Atlanta will host the Southeastern premiere of “Remember This,” a one-man theatrical presentation, now a movie, on the life of Polish diplomat Jan Karski, a Catholic who survived prison and torture to tell the West about the horrendous slaughter being committed at that moment by the Nazis.

The Festival will close with a screening of “Killing Me Softly with His Songs,” the story of songwriter Charles Fox, composer of familiar television themes from such shows as “Happy Days,” “Laverne and Shirley” and hit songs for Barry Manilow, Jim Croce and Roberta Flack.

The “mission” of the film festival is to address Jewish life, in all its complexities, to promote understanding and to build bridges between cultures.

Credit: Atlanta Jewish Film Festival

Credit: Atlanta Jewish Film Festival

One of the unique qualities of the Atlanta festival is the number of hands involved in staging the event. Hundreds of volunteers contribute their talent, auditioning entries, engaging local speakers, helping with marketing and fund-raising.

About 200 members of the evaluation committee screen the 700 submissions in three waves, beginning in April. They evaluate each film and then get together in groups of 20 or so to debate their merits.

Jason Evans, chair of that committee who covered film at the Wall Street Journal for many years, said the the debates are his favorite part.

Perhaps 10% of the submissions are chosen for the festival. Then a smaller subset of these films are nominated for special jury prizes. Gabriel Wardell, former executive director of the Atlanta Film Festival and a writer at Coca-Cola Creative Studios, oversees the 18-or-so volunteers who pick the winners from finalists in six categories.

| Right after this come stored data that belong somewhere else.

PR #2697, opened 2025-06-02
Fix redirect urls when api gateway is enabled

rhysyngsun:

Fixes https://github.com/mitodl/hq/issues/7423

Switches the redirect path based on whether the api gateway is enabled or not.

### How can this be tested?

- With `MITOL_APIGATEWAY_DISABLE_MIDDLEWARE=False` (gateway enabled), navigate to `/dashboard`, you should be redirected to `/login/?next=/dashboard/`.
- 
- With `MITOL_APIGATEWAY_DISABLE_MIDDLEWARE=True` (gateway disabled), navigate to `/dashboard`, you should be redirected to `/signin/?next=/dashboard/`.


jkachel (approved):
👍 LGTM

PR #2707, opened 2025-06-05
Remove full name on the password prompt

annagav:
Fix https://github.com/mitodl/hq/issues/7415

Removes full name

Before: 

Screenshot 2025-06-05 at 10 19 50 AM

After:
Screenshot 2025-06-05 at 10 20 16 AM


annagav:
@pdpinch could you approve this change.

rhysyngsun (changes requested):
Can you remove the name from the response in the API too? https://github.com/mitodl/mitxonline/blob/main/authentication/serializers.py#L59-L60

PR #2736, opened 2025-06-16
Fix logout redirects

rhysyngsun:

Fixes https://github.com/mitodl/hq/issues/7564

This re-adjusts the logout flow when the apisix middleware is enabled to ensure the user is logged out of openedx, keycloak, apisix, and mitxonline.

I refactored the `urls.py` files a bit too because in order to write tests for the new logout endpoint I needed to be able to load a specific set of `urlpatterns` under pytest.

### How can this be tested?

- Ensure in opendex that you have this or something similar set:
```
IDA_LOGOUT_URI_LIST.append("https:/mitxonline.odl.local/logout")
```
- Login as a user and ensure you're also logged in on openedx
- Click logout in mitxonline, you should land on the mitxonline home page and have no session there or in openedx or keycloak
- Login as a user and ensure you're also logged in on openedx
- Click logout in openedx, you should land on the mitxonline home page and have no session there or in openedx or keycloak

Then, turn off the API gateway middleware and retest all of the above, it should still work.


jkachel (approved):
I think this is fine. Running the flow runs things into edX for logout, which then hits the `/logout/oidc` route that APISIX consumes, and that kills all the sessions. So, LGTM 👍 

The issues I was having testing this amounted to differences in hostnames. I think you have your Tutor setup configured to exist at `openedx.odl.local` and I was using the default `local.openedx.io`, and I had none of these services set up to use SSL. So, when the iframe in the edX logout interstitial starts pinging things to try to log you out, it does hit `/logout/?no_redirect=1` as it should but the cookies (and thus the session) don't transmit in that transaction, because it's an iframe in a different origin. So, it was acting correctly; it actually didn't have a session.

With Tutor set up to use a `.odl.local` domain and the cookie domains set in apisix to be `.odl.local`, the cookies _do_ come over in the iframe and things work properly. (The other option for fixing this is getting APISIX set up with a certificate; we then have to set the cookies to be SameSite=None and Secure so they will transfer over (Lax won't do it).) But, this is a problem for local deployments and shouldn't be an issue on RC I think, since the origins aren't totally different there.

PR #2738, opened 2025-06-16
Update next_run_id to add B2B course run awareness

jkachel:

Closes mitodl/hq#7563

If you're pulling data for a course that has runs that meet the time requirements for enrollability (start date before now, enrollment start date before now, end dates after now or not set) but are a mix of B2B course runs and regular ones, the `next_run_id` field in the course may return an invalid course run:

- If you're not filtering for a particular B2B organization, you might still get a B2B course run as the next ID if it's the next available run
- If you are filtering on organization, you might get a course run that's not the B2B run

To fix this, this PR updates `first_unexpired_run` to filter out B2B course runs entirely. It also adds a second method, `get_first_unexpired_org_run`, that filters specifically on the user's contracts (as we want to see things the user is allowed to get to - if there are runs in contracts the user isn't in, we don't want to consider those, either). The view is also updated to pull the user's contract IDs out and add them to the serializer context so it will know to use the new method if the org filter is enabled.

### How can this be tested?

Set up a course with a regular course run that can be enrolled in. Ensure you can see the course in the v2 courses API (`/api/v2/courses/`) and that the `next_run_id` points to the regular course run.

Add a contract, then add the course to the contract. Reload the courses API. You should still see the course you created, and the `next_run_id` should be the regular course run still.

Set the regular course run's enrollment start date to a future date (or, clear it), and reload the course API. You should see null for the `next_run_id`.

Add the contract to the current user. Then, hit the API with the org filter - `/api/v2/courses/?org_id=<org>`. Now, you should see the B2B course run's ID as `next_run_id`.

Set the B2B run's enrollment date to a future date and reload the course API. You should see null for `next_run_id`.

Create a new contract within the same org, and add the course to the new contract. Set the enrollment dates for the B2B runs up so that the new contract's run starts before the existing contract's run. _Do not_ add the user to the new contract. Then, reload the course API again - you should see either null or the existing contract's run ID in `next_run_id` depending on whether or not the existing run's enrollment start is in the future or not.

### DIFF
--- a/b2b/factories.py
+++ b/b2b/factories.py
@@ -9,7 +9,7 @@ from b2b.models import ContractPage, OrganizationIndexPage, OrganizationPage
 from cms.factories import HomePageFactory
 from cms.models import HomePage
 
-FAKE = faker.Factory.create()
+FAKE = faker.Faker()
 
 
 class OrganizationIndexPageFactory(wagtail_factories.PageFactory):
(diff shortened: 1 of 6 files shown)


annagav (approved):
👍

PR #2739, opened 2025-06-17
save edx_username when creating profile

annagav:
edx username not saved properly
and Fix https://github.com/mitodl/hq/issues/7609

Add create_edx_user to profile creation
Onboarding API should call create_edx_user when the user submits the profile information.

Now it passes the provided username to create_user .

### How can this be tested?
create a new account , fillout  the profile 
You edx user should have a edx_username saved correctly.
The edx api call to create user should succeed.

### DIFF
--- a/authentication/api_gateway/serializers.py
+++ b/authentication/api_gateway/serializers.py
@@ -7,6 +7,7 @@ from django.db import transaction
 from rest_framework import serializers
 
 from hubspot_sync.task_helpers import sync_hubspot_user
+from openedx.api import create_user
 from users.serializers import (
     LegalAddressSerializer,
     UserProfileSerializer,
@@ -24,7 +25,7 @@ class RegisterDetailsSerializer(serializers.Serializer):
     legal_address = LegalAddressSerializer(write_only=True)
     user_profile = UserProfileSerializer(write_only=True)
 
-    def save(self, validated_data):
+    def create(self, validated_data):
         """Save user legal address and user profile"""
         request = self.context["request"]
         user = request.user
@@ -33,9 +34,14 @@ class RegisterDetailsSerializer(serializers.Serializer):
         legal_address_data = validated_data.pop("legal_address")
         user_profile_data = validated_data.pop("user_profile", None)
         with transaction.atomic():
-            user.openedx_user.edx_username = username
             user.name = name
             user.save()
+            if user.openedx_user is None:
+                create_user(user)
+            else:
+                user.openedx_user.edx_username = username
+                user.openedx_user.save()
+
             if legal_address_data:
                 legal_address = LegalAddressSerializer(
                     user.legal_address, data=legal_address_data
@@ -49,7 +55,6 @@ class RegisterDetailsSerializer(serializers.Serializer):
                 )
                 if user_profile.is_valid():
                     user_profile.save()
-
         sync_hubspot_user(user)
         return user
 
--- a/authentication/api_gateway/serializers.py
+++ b/authentication/api_gateway/serializers.py
@@ -37,7 +37,7 @@ class RegisterDetailsSerializer(serializers.Serializer):
             user.name = name
             user.save()
             if user.openedx_user is None:
-                create_user(user)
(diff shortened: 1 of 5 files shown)


authentication/api_gateway/serializers.py
```diff
@@ -33,9 +34,14 @@ def create(self, validated_data):
         legal_address_data = validated_data.pop("legal_address")
         user_profile_data = validated_data.pop("user_profile", None)
         with transaction.atomic():
-            user.openedx_user.edx_username = username
             user.name = name
             user.save()
+            if user.openedx_user is None:
+                create_user(user)
```
jkachel, line 40: Noting this for me later - this calls the openedx create_user, but the user may not have an OpenEdxUser so they may not have a username yet.. not 100% sure here yet; have to fix my local Tutor setup, so this is a note for when I look at this next (prob Friday).

jkachel, line 40: When I tested this with a brand-new user, I got an error back from edX because there wasn't a username specified. I had supplied one in `/create-profile/` in mitxonline but there wasn't yet an `OpenEdxUser` record for my user, so no username got passed on to edX. So, I think we should explicitly create the `OpenEdxUser` if there's not one already. (`create_user` will do `get_or_create` but since the username's not there in a new record, it fails.)

jkachel (changes requested):
Ran into an error testing with a new account - think it's _probably_ an easy fix, though.

openedx/api.py
```diff
@@ -97,6 +99,13 @@ def create_edx_user(user):
             user=user, platform=PLATFORM_EDX
         )
 
+        if open_edx_user.edx_username is None:
+            if edx_username is None:
+                # If we don't have an edx username provided, generate one from the user's email
+                edx_username = user.email
+            open_edx_user.edx_username = edx_username
+            open_edx_user.save()
```
jkachel, line 107: This ends up sending `None` as the username below (on line 132). Probably best to reference the `open_edx_user` directly there; that seemed to work best in testing.

I'm still getting a 403 error from Open edX when testing this locally so not sure what's going on there. I did check to make sure the payload that is going to edX looks more-or-less right but I can't get it to be happy with the request. Not sure if this is a misconfiguration issue on my end or something else.

jkachel (changes requested):
One more minor-ish change (while I figure out whether or not my edX instance is broken or not).

openedx/api.py
```diff
@@ -97,6 +99,13 @@ def create_edx_user(user):
             user=user, platform=PLATFORM_EDX
         )
 
+        if open_edx_user.edx_username is None:
+            if edx_username is None:
+                # If we don't have an edx username provided, generate one from the user's email
+                edx_username = user.email
```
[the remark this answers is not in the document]
pdpinch: Like something that uses https://github.com/mitodl/ol-django/pull/266 ?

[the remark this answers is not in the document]
annagav: so are we talking about adding username generation to this PR?

openedx/api.py
annagav: I added the reference to the edx user. I think that cached property doesn't get updated properly. I had same issue  in the tests.

authentication/api_gateway/serializers.py
```diff
@@ -33,9 +34,14 @@ def create(self, validated_data):
...
         user_profile_data = validated_data.pop("user_profile", None)
         with transaction.atomic():
-            user.openedx_user.edx_username = username
             user.name = name
             user.save()
+            if user.openedx_user is None:
+                create_user(user, username)
+            else:
+                user.openedx_user.edx_username = username
+                user.openedx_user.save()
```
rhysyngsun, line 43: I _think_ this can just be collapsed down to an unconditional call to `create_user` like this:
```suggestion
            create_user(user, username)
```

rhysyngsun (changes requested):

rhysyngsun (approved):
LGTM

PR #2740, opened 2025-06-17
7509 improve error message when user doesnt enter an enrollment code for a b2b product

cp-at-mit:
https://github.com/mitodl/hq/issues/7509

Changes the error message shown when a user has a product associated with a contract in their cart, and proceeds to checkout without populating the coupon code field.

Also automatically applies any coupon code entered in the coupon code field when the proceed to payment button is clicked.

### How can this be tested?

1. Attempt to checkout with a product that is associated with a contract, without entering in the discount code.  Verify that the error message matches what is described in the linked issue.
2. Attempt to checkout with a product that is associated with a contract, enter a discount code, and click the proceed with payment button.  Verify that the cost of the product is reduced by the discount associated with the discount code.


annagav (approved):
👍

PR #135, opened 2015-02-18
Homogenize all the things

jacobwagner:
Massive amounts of work around getting the dev and qe plays / roles merged

- fixed numerous variable file issues
- refactored roles names to fit a a better syntax
- reworked all of the qe roles / plays to merge into some of the dev work


jacobwagner:
I probably need to squash this

roles/configure-rpc-compute/templates/target.sh.j2
```diff
@@ -0,0 +1,42 @@
+#!/usr/bin/env bash
```
hughsaunders: may be able to replace this with https://github.com/stackforge/os-ansible-deployment/blob/master/scripts/run-playbooks.sh ?

hughsaunders:
Looks like a great start @jacobwagner, don't worry about breaking the commit builds at the moment, they've been broken since the os-ansible-deployment rename patch went in. I'll look into fixing that after Kevin's patch lands.

roles/configure-rpc-compute/templates/target.sh.j2
jacobwagner: Yeah I didnt even know all this existed but there is a lot of awesome functionality in those scripts that we could def utilize

odyssey4me:
Try to make use of the scripts as far as possible. You should find that they'll give you almost everything you need and, most importantly, they take away most of the differentials between branches/tags. If they don't I'd like to know about it in order to correct that.

dockerfiles/nightly-job/Dockerfile
```diff
@@ -10,7 +10,8 @@ RUN apt-get upgrade -y
 RUN apt-get install -y curl git python python-pip python-dev ssh-client
 
 # Install ansible
-RUN pip install ansible
+RUN git clone --recursive --branch v1.8.2 https://github.com/ansible/ansible
```
sigmavirus24: Probably this has been answered elsewhere, but why are we installing ansible from source?

odyssey4me: @cloudnull had a reason, although I can't remember what it was. Note that it would be better to make use of scripts/bootstrap-ansible.sh to prepare the environment appropriately for deployments (assuming you're able to in the jenkins scenario). If you do you'll end up using the same version of ansible, installed the same way, as would be done by a deployer. Each branch may support/require a different version of ansible.

cloudnull:
@sigmavirus24 in the past we were able to install ansible 1.6.x by simply pip installing ansible or pip installing a remote tarball, which is what we were doing.  Unfortunately this is no longer possible because upstream ansible has split the repository up into 3 main repos. With that change simply pip installing ansible left you with no core or extra modules. So it was generally useless at that point. As @odyssey4me mentions using the scripts takes care of all of that for the us and ensures that the installation process is the same for everyone.

sigmavirus24:
Makes sense. :+1: to using the bootstrap-ansible script.

roles/configure-rpc-compute/templates/target.sh.j2
cloudnull: +1 I think this script can be replaces with "https://github.com/stackforge/os-ansible-deployment/blob/master/scripts/run-playbooks.sh"

d34dh0r53: +1

jacobwagner:
closing this PR, see the qe_dev_converge branch

PR #149, opened 2015-03-06
Remove use of cidr.py

git-harry:
cidr.py is used to determine the IP addresses to be assigned to certain
vars. The tasks that use the script run it on the box running ansible.
The pip dependencies that are required by the script are being
installed on the wrong hosts. The complexity that this script brings is
not required by commit-multinode.yml because the IP addresses are
constructed based on a member_number var set in the inventory.

This commit removes cidr.py and the associated code and replaces it
with the use of the member_numbar var format already used by the
commit-multinode.yml vars.


hughsaunders:
LGTM @jacobwagner is this ok with you?

playbooks/roles/pip/tasks/main.yml
```diff
@@ -14,7 +14,7 @@
   retries: 3
 
 - name: Install pip
-  shell: "python /opt/get-pip.py --no-index --find-links={{ repo_url }}/python_packages/{{ targetBranch }}/"
+  shell: "python /opt/get-pip.py"
```
jacobwagner: i changed this cause it will install the latest version of pip which can break the versions of openstack we are installing. This mirrors how os-ansible-deploy installs pip to make sure that we are installing the openstack recommended version.

jacobwagner:
This change is ok. We will need to update the vars files for these labs and the range of used ips to match the member_number ips that we use

PR #156, opened 2015-03-09
The swift setup needs to run against all nodes

andymcc:
Swift drives were not being mounted on any but infra[0], this config
needs to happen on all nodes. Only the bootstrap should happen on
infra[0] and not the other nodes.

### DIFF
--- a/playbooks/commit-multinode.yml
+++ b/playbooks/commit-multinode.yml
@@ -33,17 +33,24 @@
       with_items: vgs
   tags: prepare
 
+- hosts: all
+  tags: prepare
+  user: root
+  roles:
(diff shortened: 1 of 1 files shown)


playbooks/commit-multinode.yml
```diff
@@ -33,17 +33,24 @@
...
   tags: prepare
 
-- hosts: infrastructure[0]
+- hosts: all
   tags: prepare
   user: root
   roles:
-
     - configure-rpc-swift-lvs
     - setup-git
```
jacobwagner: do you want to run setup git on all the hosts?

PR #170, opened 2015-03-12
Don't expect the pw-gen to create user_secrets

andymcc:
Since user_secrets already exists, expecting it to create the file will
mean it is skipped and the passwords are never populated.


andymcc:
Without this patch you get the following error:

ok: [node06] => {"changed": false, "cmd": "~/rpc_repo/scripts/pw-token-gen.py --file /etc/openstack_deploy/user_secrets.yml", "rc": 0, "stderr": false, "stdout": "skipped, since /etc/openstack_deploy/user_secrets.yml exists"}

PR #190, opened 2015-03-17
Revert "log results of os-ansible-script executions"

hughsaunders:
Reverts rcbops/jenkins-rpc#189

turns out that |& is a bashism and ansible is using another shell :(


Apsu:
You can set the executable to `/bin/bash` for the shell module if you like and can put this back in. See: http://docs.ansible.com/shell_module.html

PR #227, opened 2015-03-26
Jenkins Docker Wiring for HW Multinode

hughsaunders:
Adds Dockefile and job script for hardware multinode runs.

### DIFF
--- a/dockerfiles/commit-multinode/Dockerfile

“I’ve been involved in festivals for more than 30 years, and I’ve never seen a selection process this involved,” said Wardell.

“It is hard enough to get people to leave their house and come to the movies anyway,” said Wardell, “but I would argue that if people love film, they should attend this festival.”


Atlanta Jewish Film Festival. Feb. 8-21. $18. Ticket sales begin Jan. 27. Landmark Midtown Art Cinema, 931 Monroe Drive NE, Atlanta; Georgia Theatre Company Merchants Walk, 1301 Johnson Ferry Road, Marietta; Sandy Springs Performing Arts Center, 1 Galambos Way, Sandy Springs; Historic Plaza Theatre, 1049 Ponce De Leon Ave. N.E., Atlanta.